A Simulation Study of Adaptive Force Controller for Medical Robotic Liver Ultrasound Guidance

Compensation for the respiratory motion is a major challenge in the control design of medical robot ultrasound for accurately scanning the liver. Therefore, this paper presents an adaptive fuzzy proportional–integral–derivative (PID) force control of robot-assisted ultrasound to improve the guidance performance for anatomical or pathological structures of the liver under free breathing. A six degree-of-freedom robotic arm equipped with a 2-D ultrasound probe and a force sensor is simulated to perform the guidance procedure of the liver. The respiratory motion is also modeled and synchronized with retrospective liver ultrasound images.
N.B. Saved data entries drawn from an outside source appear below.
PR #588, opened 2019-11-08
Add the 'create_cluster' variable.

bmcstdio:
# PR o'clock

## Description

Sometimes one needs to have a way to create an AWS EKS cluster conditionally, but Terraform does not allow the usage of `count` inside a `module` block. The workaround (inspired by [`terraform-aws-vpc`](https://github.com/terraform-aws-modules/terraform-aws-vpc#conditional-creation)) is to support a `create_cluster` variable which can be set to `false` to disable the creation of the AWS EKS cluster and its associated resources.

### Checklist

- [ ] CI tests are passing

### DIFF
--- a/CHANGELOG.md
+++ b/CHANGELOG.md
@@ -12,6 +12,7 @@ project adheres to [Semantic Versioning](http://semver.org/).
 ### Added
 
 - Test against minimum versions specified in `versions.tf` (by @dpiddockcmp)
+- Allow for conditionally creating the AWS EKS cluster and associated resources via `create_cluster` (by @bmcstdio)
 
 ### Changed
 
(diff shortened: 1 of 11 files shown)


max-rocket-internet:
What's your use case @bmcstdio?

Without a priori knowledge of the nonlinear dynamic characteristics or mathematical modeling of the robot, the developed force controller exploits the advantages of fuzzy logic to directly auto-tune the PID controller gains for manipulating the robotic ultrasound probe on the patient’s abdomen at desired force levels in real time. A simulation framework has been developed to test the robotic force controller using four ultrasound image sequences of the liver. Compared to conventional PID controller with fixed gains, the adaptive fuzzy PID controller showed significantly better performance by resulting minimum tracked force errors of approximately 0.3 and 0.01 N with and without force sensor noise, respectively, for all tested image datasets. This simulation study presents potentially a good solution to accomplish the tracking task of desired probe forces during the robotic liver ultrasound guidance based on the developed fuzzy PID controller.